### WHAT THE TASK ASKS
Word for word, retype every line of the data.

(Dataset entries)
PR #2136, opened 2026-05-24
refactor(inquirer): remove rxjs runtime dependency

SBoudrias:
## Summary

Remove `rxjs` from the `inquirer` package runtime and public type surface while preserving the legacy reactive API shape.

- replace the internal RxJS prompt pipeline with explicit async sequencing
- add a lightweight local Observable implementation for `ui.process`
- accept structural Observable-like question sources instead of importing RxJS types
- keep `rxjs` as a dev dependency for compatibility tests and examples
- update reactive-interface docs to describe supported usage without implementation details

## Validation

- `yarn install --immutable`
- `yarn vitest --run packages/inquirer/inquirer.test.ts`
- `yarn workspace inquirer tsc --pretty false`
- `yarn pretest` passes, with an existing warning in `packages/input/src/index.ts`

## Notes

The full `yarn test` run, and therefore the local pre-push hook, currently fails in unrelated prompt package tests (`input`, `number`, `expand`, `rawlist`, `search`) with keypress snapshot mismatches and timeouts. The branch was pushed with `--no-verify` after the focused checks above passed.

### DIFF
--- a/packages/inquirer/inquirer.test.ts
+++ b/packages/inquirer/inquirer.test.ts
@@ -9,7 +9,7 @@ import stream from 'node:stream';
 import tty from 'node:tty';
 import readline from 'node:readline';
 import { vi, expect, beforeEach, afterEach, describe, it, expectTypeOf } from 'vitest';
-import { of } from 'rxjs';
+import { from as observableFrom, map, of, Subject } from 'rxjs';
 import { AbortPromptError, createPrompt } from '@inquirer/core';
 import type { InquirerReadline } from '@inquirer/type';
 import inquirer from './src/index.ts';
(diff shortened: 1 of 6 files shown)


packages/inquirer/src/ui/prompt.ts
```diff
@@ -219,58 +216,48 @@ export default class PromptsRunner<A extends Answers> {
 
   async run(questions: PromptSession<A>, answers?: Partial<A>): Promise<A> {
     this.abortController = new AbortController();
+    this.processController = createObservableController<AnswerEvent>();
```
SBoudrias: `const processController` given it's not used in any other methods.

packages/inquirer/src/types.ts
```diff
@@ -12,7 +12,7 @@ import {
   select,
 } from '@inquirer/prompts';
 import type { Context, DistributiveMerge, Prettify } from '@inquirer/type';
-import { Observable } from 'rxjs';
+import type { ObservableLike } from './utils/observable.ts';
```
SBoudrias: Why not just keep `Observable` as the type name?

packages/inquirer/inquirer.test.ts
```diff
@@ -638,6 +683,37 @@ describe('inquirer.prompt(...)', () => {
...
+        type: 'stub',
+        name: 'name',
+        message: 'message',
+        answer: 'doe',
+      },
+    ]);
+    const process = promise.ui.process as ObservableInput<{
+      name: string;
+      answer: unknown;
+    }>;
```
SBoudrias: Can we make the types compatible so we don't need to use an unsafe `as` type casting?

### TASK SOLUTION
PR #2136, opened 2026-05-24
refactor(inquirer): remove rxjs runtime dependency

SBoudrias:
## Summary

Remove `rxjs` from the `inquirer` package runtime and public type surface while preserving the legacy reactive API shape.

- replace the internal RxJS prompt pipeline with explicit async sequencing
- add a lightweight local Observable implementation for `ui.process`
- accept structural Observable-like question sources instead of importing RxJS types
- keep `rxjs` as a dev dependency for compatibility tests and examples
- update reactive-interface docs to describe supported usage without implementation details

## Validation

- `yarn install --immutable`
- `yarn vitest --run packages/inquirer/inquirer.test.ts`
- `yarn workspace inquirer tsc --pretty false`
- `yarn pretest` passes, with an existing warning in `packages/input/src/index.ts`

## Notes

The full `yarn test` run, and therefore the local pre-push hook, currently fails in unrelated prompt package tests (`input`, `number`, `expand`, `rawlist`, `search`) with keypress snapshot mismatches and timeouts. The branch was pushed with `--no-verify` after the focused checks above passed.

### DIFF
--- a/packages/inquirer/inquirer.test.ts
+++ b/packages/inquirer/inquirer.test.ts
@@ -9,7 +9,7 @@ import stream from 'node:stream';
 import tty from 'node:tty';
 import readline from 'node:readline';
 import { vi, expect, beforeEach, afterEach, describe, it, expectTypeOf } from 'vitest';
-import { of } from 'rxjs';
+import { from as observableFrom, map, of, Subject } from 'rxjs';
 import { AbortPromptError, createPrompt } from '@inquirer/core';
 import type { InquirerReadline } from '@inquirer/type';
 import inquirer from './src/index.ts';
(diff shortened: 1 of 6 files shown)


packages/inquirer/src/ui/prompt.ts
```diff
@@ -219,58 +216,48 @@ export default class PromptsRunner<A extends Answers> {
 
   async run(questions: PromptSession<A>, answers?: Partial<A>): Promise<A> {
     this.abortController = new AbortController();
+    this.processController = createObservableController<AnswerEvent>();
```
SBoudrias: `const processController` given it's not used in any other methods.

packages/inquirer/src/types.ts
```diff
@@ -12,7 +12,7 @@ import {
   select,
 } from '@inquirer/prompts';
 import type { Context, DistributiveMerge, Prettify } from '@inquirer/type';
-import { Observable } from 'rxjs';
+import type { ObservableLike } from './utils/observable.ts';
```
SBoudrias: Why not just keep `Observable` as the type name?

packages/inquirer/inquirer.test.ts
```diff
@@ -638,6 +683,37 @@ describe('inquirer.prompt(...)', () => {
...
+        type: 'stub',
+        name: 'name',
+        message: 'message',
+        answer: 'doe',
+      },
+    ]);
+    const process = promise.ui.process as ObservableInput<{
+      name: string;
+      answer: unknown;
+    }>;
```
SBoudrias: Can we make the types compatible so we don't need to use an unsafe `as` type casting?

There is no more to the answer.